During the American Civil War, the Evans’ and their associates stoked passions on both sides as they profited from slavery and war. The Evans decided not to help the Confederacy when Lincoln suspended rights and had no problem wielding his supposedly limited powers to make the central government even stronger. It was generally understood, among the elite, that the American government would be easier to manipulate, and a whole lot easier to bribe, than the Confederacy. The Evans’ made lots of money off Reconstruction, followed by the Gilded Age, and made real progress when they found Woodrow Wilson and promoted him up to President of the United States shortly before the First World War. The Roaring ‘20’s was considered a setback to their goals, but after the forced Stock Market crash in 1929, Franklin Roosevelt was promoted to United States President, specifically to bring about big government.
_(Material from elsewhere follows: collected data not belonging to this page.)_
PR #12445, opened 2026-07-11
fix: merge Perps deposit server tokens(OK-57887)

originalix:
## Summary
- Merge wallet home tokens with the complete Perps deposit token list from `perp-config.depositTokensByNetwork`.
- Preserve wallet balance, fiat value, and price metadata for matching tokens while keeping server-configured tokens available to empty accounts.
- Add owner-scoped caching, selection resolution, and regression coverage for empty and funded accounts.

## Intent & Context
OK-57887 reports that a newly created or empty wallet account can open the Perps deposit flow with an incomplete or empty token selector. The expected list is the union of the wallet home token list and the complete server-configured deposit token list. Empty accounts must still see every token configured by `depositTokensByNetwork`, while funded accounts should prioritize their available assets and retain live wallet metadata.

## Root Cause
The wallet-balance refresh replaced the server-configured token map. Wallet tokens without a positive fiat value are intentionally filtered out, so an empty account produces no wallet-derived tokens. The only server data retained across the account-owner refresh was `defaultTokens`, which represents selection hints rather than the complete `depositTokensByNetwork` list. As a result, empty accounts displayed only one default token per network instead of the full server list, and server-only tokens had no explicit zero-balance state.

## Design Decisions
- Store the complete parsed server token list separately as `serverTokens`; keep `defaultTokens` dedicated to default selection behavior.
- Merge by normalized `networkId + contractAddress`, with wallet fields taking precedence so live balances, fiat values, prices, and token metadata are preserved.
- Append missing server tokens with explicit zero balance and fiat value after wallet balance loading completes.
- Keep wallet tokens first so funded assets remain prioritized, while preserving all server-configured tokens for empty accounts.
- Keep the merge in the background service, with account-owner and write-generation guards, instead of adding a UI-only fallback.

## Changes Detail
- `ServiceHyperliquid.ts`: retain the complete parsed `depositTokensByNetwork` token snapshot.
- `ServiceWebviewPerp.ts`: fetch account-scoped wallet tokens, use memory/cold caches safely, and merge them with the complete server list.
- `depositTokenListUtils.ts`: add deterministic mapping, filtering, sorting, selection, grouping, and normalized merge helpers.
- `perps.ts`: add `serverTokens` to the Perps deposit token atom contract.
- Tests cover empty accounts, funded accounts, deduplication, selection priority, stale owners, cache behavior, and partial network-account availability.

## Risk Assessment
- **Risk Level**: Medium
- **Affected Platforms**: Desktop, Mobile, Web, Extension
- **Risk Areas**: Perps deposit token ordering and default selection, account switching, cached wallet balance freshness, and server-config updates.

## Test plan
- [x] Run targeted Perps deposit token tests: 21 tests passed.
- [x] Verify an empty account on Desktop: the selector contains all 22 tokens from the current seven-network `depositTokensByNetwork` response, including non-default USDT/USDC variants.
- [x] Verify matching wallet tokens retain wallet balance, fiat value, and price metadata through unit tests.


packages/kit/src/views/Perp/components/TradingPanel/modals/DepositWithdrawModal.tsx
```diff
@@ -332,6 +333,12 @@ function DepositWithdrawContent({
     () => getPerpsDepositTokenDisplayList(tokens),
     [tokens],
   );
+  const defaultTokenIdentitiesKey = useMemo(
```
originalix, line 336: 这里把重新同步 token 列表的触发条件收窄成了 `defaultTokenIdentitiesKey`。当服务端只增删非默认的 deposit token，或者只更新 default 之外的 server token 集合时，这个 key 不会变化；同时 `parseDepositConfig()` 更新 `serverTokens/tokens` 时也没有递增 `depositTokenListRevision`。

结果是 modal 已经打开的情况下，后台 atom 虽然拿到了新的 server token 集合，这里不会重新 fetch / sync，用户会继续看到旧 token 列表，直到重新打开弹窗或触发一次额外 refresh。建议把触发条件扩展到完整的 server token identity 集合，或者在服务端 token 配置变化时 bump 一个 revision，让这个同步路径能跟随非 default token 的变化重新收敛。

zhaono1 (approved):

Minnzen (approved):

PR #7, opened 2025-04-02
EU token support

petyosi:
@davidhewitt - I assume you did the same for the Rust SDK, so you can help me with the logic

### DIFF
--- a/packages/logfire/src/logfireConfig.ts
+++ b/packages/logfire/src/logfireConfig.ts
@@ -43,6 +43,11 @@ export interface SrubbingOptions {
   extraPatterns?: string[]
 }
 
+export interface RegionData {
+  baseUrl: string
+  gcpRegion: string
+}
+
 export interface LogfireConfigOptions {
   /**
    * Additional span processors to be added to the OpenTelemetry SDK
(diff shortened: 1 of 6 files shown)


davidhewitt (approved):

packages/logfire/src/logfireConfig.ts
```diff
@@ -161,8 +165,8 @@ export function configure(config: LogfireConfigOptions = {}) {
     logfireApi.configureLogfireApi({ otelScope })
   }
 
-  const baseUrl = resolveBaseUrl(cnf.advanced?.baseUrl)
   const token = cnf.token ?? env.LOGFIRE_TOKEN
+  const baseUrl = resolveBaseUrl(cnf.advanced?.baseUrl, token)
```
Viicos, line 169: Maybe instead what can be done:
- first check for `resolveSendToLogfire(cnf.sendToLogfire, token)`. If `false`, set `baseUrl` to an empty string (as it shouldn't be used).
- If `true`, assert that `token` is not undefined, and fail eagerly.
- Only then call `resolveBaseUrl()`

This way you can type the `token` parameter as `string` in `resolveBaseUrl()` and `getBaseUrlFromToken()`

PR #104, opened 2026-04-17
Add @pydantic/evals package - TypeScript port of pydantic-evals

Kludex:
## Summary

- Ports [pydantic-evals](https://ai.pydantic.dev/evals/) to TypeScript as a new `@pydantic/evals` package in this monorepo.
- Port covers the full surface: `Case`/`Dataset`, built-in evaluators (`Equals`, `EqualsExpected`, `Contains`, `IsInstance`, `MaxDuration`, `HasMatchingSpan`, `LLMJudge`), report-level evaluators (`ConfusionMatrixEvaluator`, `PrecisionRecallEvaluator`, `ROCAUCEvaluator`, `KolmogorovSmirnovEvaluator`), OTel span-tree capture via `getSpanTreeProcessor()`, YAML/JSON serialization, lifecycle hooks, online-evaluation decorator with sampling/sinks.
- Emits the same hierarchy of OTel spans as the Python package, so Logfire traces look the same.

## Reproducing the Python example in TypeScript

The TS snippet below is the exact counterpart of the Python script we integration-tested against (`~/dev/pydantic/platform/dataset_load.local.py`). Run it with a valid `LOGFIRE_TOKEN` + `LOGFIRE_BASE_URL` and you'll get the same 31-span trace (1 `experiment` + 1 `evaluate {name}` + 4 `case: {case_name}` + 4 `execute {task}` + 4 `task: classify` + 17 `evaluator: {evaluator_name}`) with identical attributes on each span kind.

### Python (for reference)

```python
import logfire
from pydantic_evals import Case, Dataset
from pydantic_evals.evaluators import Contains, EqualsExpected, LLMJudge

logfire.configure(base_url='http://localhost:3000', token='logfire-write-token')

async def classify(inputs: dict) -> str:
    with logfire.span('task: classify', text=inputs['text']):
        t = inputs['text'].lower()
        if 'error' in t or 'fail' in t: return 'NEGATIVE'
        if 'great' in t or 'love' in t: return 'POSITIVE'
        return 'NEUTRAL'

dataset = Dataset(
    name='sentiment-classifier',
    cases=[
        Case(name='positive-1', inputs={'text': 'I love this!'}, expected_output='POSITIVE'),
        Case(name='negative-1', inputs={'text': 'This is an error'}, expected_output='NEGATIVE'),
        Case(name='neutral-1',  inputs={'text': 'just fine'},        expected_output='NEUTRAL'),
        Case(
            name='great-with-contains',
            inputs={'text': 'it is great'},
            expected_output='POSITIVE',
            evaluators=(Contains(value='POSITIVE'),),
        ),
    ],
    evaluators=[EqualsExpected(), LLMJudge(rubric='Output is non-empty.')],
)

await dataset.evaluate(classify, max_concurrency=4)
```

### TypeScript equivalent (this PR)

```ts
import * as logfire from '@pydantic/logfire-node'
import {
  Case,
  Contains,
  Dataset,
  EqualsExpected,
  getSpanTreeProcessor,
  LLMJudge,
  setDefaultJudgeFn,
} from '@pydantic/evals'

// Plug the pydantic-evals span-tree capture into logfire's TracerProvider so
// `HasMatchingSpan` / ctx.spanTree queries work inside evaluators.
logfire.configure({
  serviceName: 'sentiment-classifier',
  additionalSpanProcessors: [getSpanTreeProcessor() as never],
})

// Bring-your-own judge: pydantic-evals doesn't bundle a model client.
setDefaultJudgeFn(async ({ output }) => ({
  pass_: typeof output === 'string' && output.length > 0,
  reason: 'output is non-empty',
  score: 0.9,
}))

async function classify(inputs: { text: string }): Promise<string> {
  return await logfire.span('task: classify', { text: inputs.text }, {}, async () => {
    const t = inputs.text.toLowerCase()
    if (t.includes('error') || t.includes('fail')) return 'NEGATIVE'
    if (t.includes('great') || t.includes('love')) return 'POSITIVE'
    return 'NEUTRAL'
  })
}

const dataset = new Dataset<{ text: string }, string>({
  name: 'sentiment-classifier',
  cases: [
    new Case({ name: 'positive-1', inputs: { text: 'I love this!' }, expectedOutput: 'POSITIVE' }),
    new Case({ name: 'negative-1', inputs: { text: 'This is an error' }, expectedOutput: 'NEGATIVE' }),
    new Case({ name: 'neutral-1',  inputs: { text: 'just fine' },         expectedOutput: 'NEUTRAL' }),
    new Case({
      name: 'great-with-contains',
      inputs: { text: 'it is great' },
      expectedOutput: 'POSITIVE',
      evaluators: [new Contains({ value: 'POSITIVE' })],
    }),
  ],
  evaluators: [new EqualsExpected(), new LLMJudge({ rubric: 'Output is non-empty.' })],
})

const report = await dataset.evaluate(classify, { maxConcurrency: 4 })
console.log(report.render({ includeInput: true, includeOutput: true }))
```

### Span parity (verified against local Logfire)

Running the Python and TypeScript versions side by side against the same local backend yields identical trace shape:

| | TS | PY |
|---|---|---|
| Total spans | **31** | **31** |
| `experiment: sentiment-classifier` | 1 | 1 |
| `evaluate {name}` | 1 | 1 |
| `case: {case_name}` | 4 | 4 |
| `execute {task}` | 4 | 4 |
| `task: classify` | 4 | 4 |
| `evaluator: {evaluator_name}` | 17 | 17 |
| `case` span attr keys | 12 (identical set) | 12 |
| `evaluate` span attr keys | 6 (identical set + `assertion_pass_rate` post-run) | 6 |

## JS-specific design choices

- `AsyncLocalStorage` replaces Python's `ContextVar` for the current task run.
- `getSpanTreeProcessor()` for OTel v2 since `addSpanProcessor` was removed (legacy v1 path preserved behind pragmas).
- Online decorator works on async functions only — sync background dispatch doesn't fit the JS concurrency model cleanly.
- `LLMJudge` takes a `judge` callback (or `setDefaultJudgeFn`) instead of bundling pydantic-ai.
- Rich-style terminal rendering replaced with plain-text tables.

## Test plan

- [x] 187 unit tests covering all public API surfaces (`pnpm test`)
- [x] 95% line coverage, 89% branch coverage, 98% function coverage (with strict thresholds in `vitest.config.ts`)
- [x] Full `pnpm check` (build + typecheck + lint + format + test) passes across all 5 packages
- [x] Integration-tested end-to-end against local Logfire backend - 31-span trace matches Python's output exactly

🤖 Generated with [Claude Code](https://claude.com/claude-code)

## AI Disclaimer

This PR was developed with the assistance of either Claude or Codex.


petyosi:
Review note from looking at this PR as a possible direction for a JS evals package, especially with Logfire connectivity baked in.

I evaluated the final closed PR head (`95f4d39145cb9c4de86de5687c23c11abb57a75f`), not the intermediate commit that briefly included generated `dist/` and coverage output.

## Current Logfire / OTel integration in this PR

The current implementation is mostly generic OpenTelemetry with some Logfire-shaped attributes. It is not yet a first-class Logfire JS integration.

What exists:

- `packages/pydantic-evals/src/tracing.ts` dynamically imports `@opentelemetry/api`, gets a tracer named `pydantic-evals`, and creates spans for eval execution. These spans include `logfire.msg`, `logfire.msg_template`, and `logfire.span_type`.
- `Dataset.evaluate()` emits an `evaluate {name}` span with attributes like `dataset_name`, `task_name`, `n_cases`, `gen_ai.operation.name = "experiment"`, optional `metadata`, and `logfire.experiment.repeat`.
- Case spans emit attributes for inputs, expected output, output, metrics, attributes, assertions, scores, labels, and `logfire.experiment.source_case_name` when `repeat > 1`.
- `getSpanTreeProcessor()` can be passed manually to `@pydantic/logfire-node` via `logfire.configure({ additionalSpanProcessors: [getSpanTreeProcessor()] })`. That lets `HasMatchingSpan` inspect spans emitted during a task.
- The implementation extracts aggregate task metrics from captured GenAI spans when attributes such as `gen_ai.request.model`, `gen_ai.operation.name = "chat"`, `operation.cost`, and `gen_ai.usage.*` are present.
- Online evaluation has a `spanReference` field in the sink interface, but the implementation always passes `null`.

What does not exist yet:

- `@pydantic/evals` does not depend on or import `logfire` or `@pydantic/logfire-node`; it only has optional OTel peers.
- There is no first-class `logfire.configure()` integration, helper, preset, or default setup path.
- There is no default online-eval emission to Logfire or OTel events. If no sink is configured, online evaluators effectively have nowhere to send results.
- `traceId` and `spanId` fields on reports/cases are always `null`, despite spans being created.
- Report evaluators run after the main `evaluate {name}` span closes, so report analyses are not attached to the experiment span.
- The Python implementation sets experiment-level attributes such as `logfire.experiment.metadata`, `logfire.experiment.analyses`, and report evaluator failures; this PR only sets `assertion_pass_rate`.
- The tracing helper hand-rolls Logfire-style formatting and attribute normalization instead of using the existing `logfire` package formatting/scrubbing behavior.
- The package uses Node-only primitives (`node:async_hooks`, `setImmediate`) but the package boundary/docs do not clearly present this as a Node-only Logfire integration.

## Broader gaps before treating this as product direction

- Docs are effectively absent: the package README is five lines. A public package would need install/setup, Logfire setup, quick start, evaluator docs, online evaluation docs, serialization docs, examples, and known parity gaps.
- Python parity is partial. The PR covers the broad visible surface (`Case`, `Dataset`, built-in evaluators, report evaluators, span tree capture, lifecycle hooks, YAML/JSON text serialization, online eval), but misses or diverges on important behavior:
  - no `fromFile` / `toFile`;
  - no JSON schema generation for dataset files;
  - no retry support for task/evaluator execution;
  - `progress` exists in the TS API but is unused;
  - `LLMJudge` is bring-your-own callback only, not model-integrated;
  - no rich report renderer or equivalent configurable renderer;
  - no runtime validation comparable to Python's Pydantic models.
- TypeScript idiom is mixed:
  - constructor object parameters and generics are reasonable;
  - broad lint rule disabling, heavy casts, runtime reliance on `constructor.name` + `keepNames`, and weak deserialization validation are not great foundations;
  - the online decorator is typed as preserving the original function type, but sampled sync functions return a `Promise` at runtime.
- Monorepo fit is mechanical but incomplete:
  - `packages/*` picks it up;
  - it uses shared Vite/tsconfig shape;
  - but dependency versions are hard-coded instead of using the pnpm catalog;
  - no changeset;
  - no examples;
  - no docs-site integration;
  - lint config carves out many rules compared with neighboring packages.

## Suggested direction if Logfire connectivity is the goal

I would treat this PR as a prototype of the eval API shape, not as the architecture for Logfire-connected JS evals.

The next version should probably start from a Logfire-first contract:

- one clear setup path, e.g. `configureEvalsForLogfire()` or automatic integration when `@pydantic/logfire-node` is configured;
- default dataset/evaluator/online-eval telemetry that lands in Logfire without the user writing a custom sink;
- populated `traceId`/`spanId` on reports and cases;
- experiment metadata, analyses, and report evaluator failures attached to the experiment span;
- online eval result/failure events using the GenAI evaluation event model;
- span-tree capture installed by default when Logfire Node is used, with an escape hatch for custom OTel providers;
- reuse of the existing Logfire JS formatting/scrubbing/export behavior rather than parallel local implementations.

## Exact prompts used for this review

```text
Marcelo opened a PR for adding a JS port of pydantic evals, can you find it?
```

```text
he closed it subsequently
```

```text
Evaluate it: 
- Does it include the necessary docs? 
- Does it do feature parity with the python version?
- Does it follow idiomatic TypeScript? 
- Does it fit the current monorepo? 

Give me several comparisons of how a certain eval scenario would look like in Python and TypeScript
```

```text
Something which we want to take as a direction (a bit different than what's going on in Pydantic Evals) is to bake the Logfire connectivity in there. What are the current logfire js integrations in this PR?
```

PR #172, opened 2026-07-16
Expose OpenTelemetry SpanKind in manual span APIs

### LINKED ISSUE #171: Expose OpenTelemetry SpanKind in manual span APIs
## Problem

The manual Logfire JavaScript APIs do not expose OpenTelemetry's `SpanKind`.

The underlying OTel tracer accepts `SpanOptions.kind`, but `logfire.span()`, `logfire.startSpan()`, and `logfire.startPendingSpan()` currently construct their own span options containing only attributes. This means manually instrumented remote operations are always exported with OTel's default `INTERNAL` kind.

`SpanKind` must be provided when a span is created and cannot be corrected afterward. Calling the underlying tracer directly is possible, but requires consumers to duplicate Logfire's message formatting, attribute serialization, scrubbing, level, pending-span, and exception behavior.

## Motivating use case

The Logfire browser frontend manually instruments one-shot WebSocket requests to the backend. Each attempt is an outbound request/response operation and should be a `CLIENT` span, while connection milestones are span events.

The same gap applies to other manually instrumented operations:

- HTTP, RPC, and WebSocket clients
- server handlers not covered by auto-instrumentation
- queue producers and consumers
- background or deferred work

Accurate span kinds improve service topology, dependency analysis, and interoperability with OTel-aware backends.

## Proposed API

Expose an optional kind on the manual span APIs, following OTel's naming:

```ts
import { SpanKind } from '@opentelemetry/api'
import * as logfire from 'logfire'

await logfire.span('load live view records', {
  kind: SpanKind.CLIENT,
  attributes: {
    'websocket.endpoint': 'historical_query',
  },
  callback: async (span) => {
    // ...
  },
})
```

One possible implementation is:

- Add `kind?: SpanKind` to the options used by `span()`, `startSpan()`, and `startPendingSpan()`.
- Forward it to `Tracer.startSpan()` / `Tracer.startActiveSpan()`.
- Preserve the kind on pending-span placeholders.
- Consider exposing the same option through `instrument()`.
- Keep the default unchanged: omitting `kind` continues to produce `INTERNAL` spans.

The exact type organization may need care because `LogOptions` is also used by zero-duration Logfire logs; a dedicated span-options type would also solve the problem.

## Acceptance criteria

- Manual span APIs can create `CLIENT`, `SERVER`, `PRODUCER`, and `CONSUMER` spans.
- Existing calls remain source- and behavior-compatible.
- Pending and final representations use the same kind.
- Tests using an in-memory exporter verify the exported OTel kind.
- Documentation includes a manual remote-operation example.

ayaangazali:
This adds the optional `kind` from #171 to the manual span APIs. `span()`, `startSpan()` and `startPendingSpan()` accept `kind?: SpanKind` through a dedicated `SpanOptions` type that extends `LogOptions`, so the log helpers keep their existing options and can't pick up a kind. `instrument()` takes the same option via `InstrumentOptions`. The kind is forwarded to `Tracer.startSpan()` / `startActiveSpan()`, the manual pending placeholder in `startPendingSpanWithSettings` reuses it, and `PendingSpanProcessor` already copies `span.kind` onto automatic placeholders, so pending and final spans stay consistent on both paths. Omitting `kind` still produces `INTERNAL` spans.

Fixes #171

Tests: new `spanKind.integration.test.ts` with an in-memory exporter covering CLIENT/SERVER/PRODUCER/CONSUMER across both `span()` call shapes, `startSpan()`, `startPendingSpan()` (placeholder and real span get the same kind), `instrument()`, and the INTERNAL default. Docs example added to `docs/reference/api.md`, changeset included (minor for `logfire`). Ran `pnpm run check` from the root (build, vp check, typecheck, all package tests, release tooling), all green on Node 24.

quick note: I built this with Claude Code's help and reviewed the final diff myself. apologies if I missed something obvious, freshman in college trying my best to contribute, would genuinely love feedback :)

### DIFF
--- a/.changeset/spankind-manual-span-apis.md
+++ b/.changeset/spankind-manual-span-apis.md
@@ -1,0 +1,5 @@
+---
+'logfire': minor
+---
+
+Expose OpenTelemetry `SpanKind` in the manual span APIs. `span()`, `startSpan()`, `startPendingSpan()`, and `instrument()` accept an optional `kind` that is forwarded to the tracer, and pending span placeholders keep the kind of their real span. Omitting `kind` continues to produce `INTERNAL` spans.
--- a/docs/reference/api.md
+++ b/docs/reference/api.md
@@ -20,6 +20,31 @@ Manual tracing and logging:
 - `reportError(message, error, extraAttributes?, options?)`
 - `Level`
 
+Manual spans accept an optional OpenTelemetry `SpanKind` so remote operations
+(HTTP/RPC/WebSocket clients, server handlers not covered by
+auto-instrumentation, queue producers and consumers) export with an accurate
+kind instead of the `INTERNAL` default:
+
+```ts
+import { SpanKind } from '@opentelemetry/api'
+import * as logfire from 'logfire'
+
+await logfire.span('load live view records', {
+  kind: SpanKind.CLIENT,
+  attributes: {
+    'websocket.endpoint': 'historical_query',
+  },
+  callback: async (span) => {
+    // perform the outbound request/response operation
+  },
+})
+```
+
+`startSpan()`, `startPendingSpan()`, and `instrument()` accept the same `kind`
+option, pending span placeholders keep the kind of their real span, and
+omitting `kind` continues to produce `INTERNAL` spans. Log helpers do not take
+a kind; zero-duration Logfire logs stay `INTERNAL`.
+
 Configuration helpers and utilities:
 
 - `configureLogfireApi()`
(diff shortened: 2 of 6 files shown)


petyosi (changes requested):
There is one runtime contract issue to address before merging in `packages/logfire-api/src/index.ts:442`: `startSpanWithSettings()` now forwards `options.kind` unconditionally, while `logWithSettings()` calls it with `{ ...options, log: true }`. A JavaScript caller—or fully typed TypeScript using `const options: SpanOptions = { kind: SpanKind.CLIENT }`—can therefore pass that object to `info()` and export a `CLIENT` log instead of an `INTERNAL` one. This contradicts the new documentation and changes the previous behavior, where the extra property was ignored. Please only forward `kind` when `resolvedOptions.log !== true` (or strip it on the log path), and add a regression test showing log helpers remain `INTERNAL` when a runtime options object contains `kind`. The intended manual span APIs and documentation otherwise look good.

ayaangazali:
good catch, you're right that the spread through `logWithSettings` let a runtime `kind` leak into logs. fixed in 9bf8f66: `startSpanWithSettings` now drops `kind` when `resolvedOptions.log === true`, plus a regression test where a `SpanOptions`-typed object with `kind: CLIENT` goes through `info()` and the exported span stays `['log', INTERNAL]`. `pnpm run check` green.

ayaangazali:
ready for another look whenever you get a chance: the kind-leak into logs is fixed in 9bf8f66 with a regression test, full check green.

petyosi (approved):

The goal for the Evans’ and the others was to completely purge the United States of its Judeo-Christian leanings and replace it with something much more secular, preferably dominated by a strong central government with a few worthy persons (in the eyes of these power-hungry families) in power. They knew that it may take decades, maybe even a century, but it would be done. The recent Scopes Trial helped their cause immensely as far as pushing the United States towards becoming more secular, but more needed to be done. The Evans’ funded people like Margaret Sanger and Josef Mengele, knowing people like them would eventually coarsen a civilization by purging society of the so-called undesirables. For Sanger, that was black people, and for Mengele, it was anyone he experimented on in the concentration camps. They didn’t shy away from ridding society of the disabled and were looking for more efficient ways of doing so.
When Adolf Hitler came to power, he was ignored at first by the wealthy globalists, but when one of them read Mein Kampf, they decided his goals were worthwhile. The globalists were haters of Judaism and Christianity. They thought that taking down the Christians would be a task that required a long time to complete. For reasons the globalists didn’t understand, since anything of a spiritual nature was alien to them, the Jews were easy for most people on Earth to hate; so convincing Germans to kill all the ones they could find wasn’t that difficult of a task.
Gregory was raised to hate Jews and Christians. His father derided Christians mostly, complaining that if it weren’t for them, he could do whatever he wanted without someone whining about it not being ethical or telling him that if he didn’t repent of his sins, he’d go to Hell. Gregory’s father dismissed Christianity as nothing more than fairy tales and irrational superstition. Gregory never gave a moment’s thought to Christians since he had never interacted with them and never wanted to.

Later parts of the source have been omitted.